[Saved entries]
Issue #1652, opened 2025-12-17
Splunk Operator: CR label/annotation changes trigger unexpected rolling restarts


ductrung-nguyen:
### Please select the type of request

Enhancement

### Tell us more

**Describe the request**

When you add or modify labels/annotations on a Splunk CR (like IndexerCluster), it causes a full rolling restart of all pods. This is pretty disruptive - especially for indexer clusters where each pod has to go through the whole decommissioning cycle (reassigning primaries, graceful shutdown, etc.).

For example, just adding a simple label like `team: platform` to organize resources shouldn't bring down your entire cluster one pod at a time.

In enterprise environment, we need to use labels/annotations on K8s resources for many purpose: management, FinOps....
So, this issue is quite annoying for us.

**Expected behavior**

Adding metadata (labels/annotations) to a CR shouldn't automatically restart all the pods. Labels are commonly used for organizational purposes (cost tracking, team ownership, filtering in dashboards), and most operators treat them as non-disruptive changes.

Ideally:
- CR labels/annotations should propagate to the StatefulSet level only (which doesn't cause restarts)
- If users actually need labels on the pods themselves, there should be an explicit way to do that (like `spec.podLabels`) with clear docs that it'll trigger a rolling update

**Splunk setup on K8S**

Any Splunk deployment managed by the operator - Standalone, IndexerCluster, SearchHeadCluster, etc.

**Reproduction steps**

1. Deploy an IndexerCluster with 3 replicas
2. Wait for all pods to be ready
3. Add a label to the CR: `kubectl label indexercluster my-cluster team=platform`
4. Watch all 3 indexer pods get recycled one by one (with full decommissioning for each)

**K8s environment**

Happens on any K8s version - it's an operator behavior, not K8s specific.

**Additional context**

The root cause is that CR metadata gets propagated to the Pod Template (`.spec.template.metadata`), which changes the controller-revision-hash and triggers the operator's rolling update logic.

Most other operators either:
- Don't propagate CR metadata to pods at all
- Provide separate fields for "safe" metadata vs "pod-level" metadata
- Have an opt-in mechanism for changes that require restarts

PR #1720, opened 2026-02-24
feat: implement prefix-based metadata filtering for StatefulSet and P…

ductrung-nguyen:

---

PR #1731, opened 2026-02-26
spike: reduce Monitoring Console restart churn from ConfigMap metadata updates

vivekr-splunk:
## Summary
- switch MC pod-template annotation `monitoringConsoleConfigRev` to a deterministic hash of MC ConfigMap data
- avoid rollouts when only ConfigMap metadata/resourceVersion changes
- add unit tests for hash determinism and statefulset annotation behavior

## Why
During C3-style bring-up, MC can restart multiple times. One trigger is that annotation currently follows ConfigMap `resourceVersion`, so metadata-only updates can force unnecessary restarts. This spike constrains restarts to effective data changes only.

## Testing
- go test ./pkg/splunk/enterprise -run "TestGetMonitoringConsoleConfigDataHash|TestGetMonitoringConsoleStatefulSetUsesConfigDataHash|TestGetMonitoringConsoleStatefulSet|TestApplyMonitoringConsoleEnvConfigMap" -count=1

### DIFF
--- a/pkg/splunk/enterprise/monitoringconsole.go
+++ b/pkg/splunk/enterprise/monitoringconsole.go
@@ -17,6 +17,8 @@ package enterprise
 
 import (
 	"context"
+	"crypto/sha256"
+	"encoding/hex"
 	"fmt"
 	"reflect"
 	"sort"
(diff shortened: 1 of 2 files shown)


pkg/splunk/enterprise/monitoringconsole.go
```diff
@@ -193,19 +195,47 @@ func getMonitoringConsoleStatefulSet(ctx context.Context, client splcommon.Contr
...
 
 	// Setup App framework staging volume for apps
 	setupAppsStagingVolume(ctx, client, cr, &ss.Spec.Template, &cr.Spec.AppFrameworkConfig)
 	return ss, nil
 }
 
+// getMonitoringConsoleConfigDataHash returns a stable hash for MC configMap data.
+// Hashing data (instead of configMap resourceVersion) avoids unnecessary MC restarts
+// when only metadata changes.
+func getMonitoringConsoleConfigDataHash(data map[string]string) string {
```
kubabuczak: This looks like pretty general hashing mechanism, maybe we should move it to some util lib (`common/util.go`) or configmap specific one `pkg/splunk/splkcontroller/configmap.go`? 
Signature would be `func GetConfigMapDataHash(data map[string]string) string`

[Task prompt] Retype exactly, and only, the lines above from the one where "Issue #1652, opened 2025-12-17" occurs up to and including the one where "When you add" occurs.

[Finished exercise]
Issue #1652, opened 2025-12-17
Splunk Operator: CR label/annotation changes trigger unexpected rolling restarts


ductrung-nguyen:
### Please select the type of request

Enhancement

### Tell us more

**Describe the request**

When you add or modify labels/annotations on a Splunk CR (like IndexerCluster), it causes a full rolling restart of all pods. This is pretty disruptive - especially for indexer clusters where each pod has to go through the whole decommissioning cycle (reassigning primaries, graceful shutdown, etc.).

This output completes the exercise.